Georges Bensoussan’s case is even more troubling than Bruckner’s.
Bensoussan, 64, is a French academic of Moroccan-Jewish origin, specializing in the history of modern Judaism, anti-Semitism, and the Holocaust, and the author of several seminal books on these issues. In addition, he is the editor in chief of Revue d’Histoire de la Shoah (The Journal of Holocaust History), a journal published by Mémorial de la Shoah, the French national Holocaust museum in Paris. As such, he carries, just like Bruckner, a lot of authority in matters pertaining to racism and anti-Semitism, if not a greater authority. And just like Bruckner, he rejects any parallel between anti-Semitism and “Islamophobia.”
Moreover, Bensoussan edited in 2002 under the pen name Emmanuel Brenner, along with other French academics, Les Territoires perdus de la République (The Lost Territories of the Republic), one of the first objective reports about the spread of radical Islam in France and its disruptive impact on French politics, public safety, and the educational system.
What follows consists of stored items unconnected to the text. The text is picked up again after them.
PR #2718, opened 2026-08-20
Bug 2065244 - Fix several small issues with My Attention dashboard

dklawren:


Bugzilla/Memcached.pm
```diff
@@ -300,6 +300,13 @@ sub should_rate_limit {
     $memcached->add($key, 0, $rate_seconds + 1);
     my $tokens = $memcached->get_multi(@keys);
     my $cas    = $memcached->gets($key);
+
+    # gets() returns undef when memcached is unreachable (or the key expired
```
cgsheeh: This hunk is unrelated to the My Attention dashboard, and bug 2065244 doesn't mention rate limiting anywhere. Can it move to its own bug so it gets reviewed on its own terms?

Bugzilla/Memcached.pm
```diff
@@ -300,6 +300,13 @@ sub should_rate_limit {
...
+    # between the add and the gets).  Don't let $cas->[1]++ autovivify an
+    # arrayref holding an undef cas id, which would then be passed to cas().
+    # Fail open: no working memcached means no rate limiting.
+    return 0 unless ref $cas eq 'ARRAY' && defined $cas->[0];
```
cgsheeh: `return 0` exits the retry loop entirely, so one transient `gets()` miss disables rate limiting for the whole request. If the key genuinely expired between the `add` and the `gets`, `next` would let the loop do the retry it was written for and still fail open once `$tries` is exhausted. Was `return` deliberate?

extensions/BMO/lib/Reports/Attention.pm
```diff
@@ -374,7 +374,7 @@ sub other_needinfo_bugs {
               AND bugs.bug_severity NOT IN ('S1','S2')
               AND (keywords.keywordid IS NULL OR keywords.keywordid NOT IN (?, ?))
               AND (bug_group_map.group_id IS NULL OR bug_group_map.group_id NOT IN ("
-    . join ',', @{$cache->{sec_group_ids}} . '))
+    . (join ',', @{$cache->{sec_group_ids}}) . '))
```
cgsheeh, line 377: If `sec_group_ids` is empty, this will become `NOT IN ()` which I believe is a syntax error. Maybe we need a `NOT IN (0)` fallback?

He has remained to this day one of France’s foremost experts in these matters. He just edited a sequel, Une France Soumise (Submissive France).
During a debate aired on France-Culture (France’s cultural State radio) on October 15, 2015, Bensoussan remarked that anti-Semitism was deeply rooted in the family culture of French Muslims.
He mentioned to this effect an Algerian sociologist, Smaïn Laacher, who had insisted that anti-Semitism among Muslims is part of the “domestic sphere” (“l’espace domestique”) and “almost naturally included in the language itself” (“il est quasi naturellement déposé sur la langué, déposé dans la langue”). Since this was a radio debate, Bensoussan did not quote Laacher verbatim, but used a colloquial French expression to sum up the matter:
In Arab families … anti-Semitism is being ingested with the mother’s milk.
Many politically correct intellectuals or organizations charged Bensoussan of using a “biological,” meaning inherently “racist,“ vocabulary.
Interestingly enough, no Muslim, North African, or anti-racist group formally sued Bensoussan in court. Chances are that lawyers warned about the paucity of the charges.
However, one group, Collectif Contre l’Islamophobie en France, or CCIF (the Collective Against Islamophobia In France) “signaled” the matter to the public prosecutor’s office at the very last moment. And it is the public prosecutor’s office — which, under French law, belongs to the government’s judiciary branch — that resolved to prosecute Bensoussan.
According to a 2013 decision of the European Court of Human Rights, the French public prosecutor’s office cannot be considered as an independent judicial authority.
Bensoussan’s trial started on January 25. Upon the publication of Submissive France on January 19, the French League for the Rights of Man, a venerable human rights advocacy group that evolved over the years into a left-wing group, decided to join CCIF against Bensoussan. So did SOS Racisme, an anti-racist organization with strong ties to the French Socialist Party founded in 1984.
As we said, maybe a French First Amendment will be a necessity after all.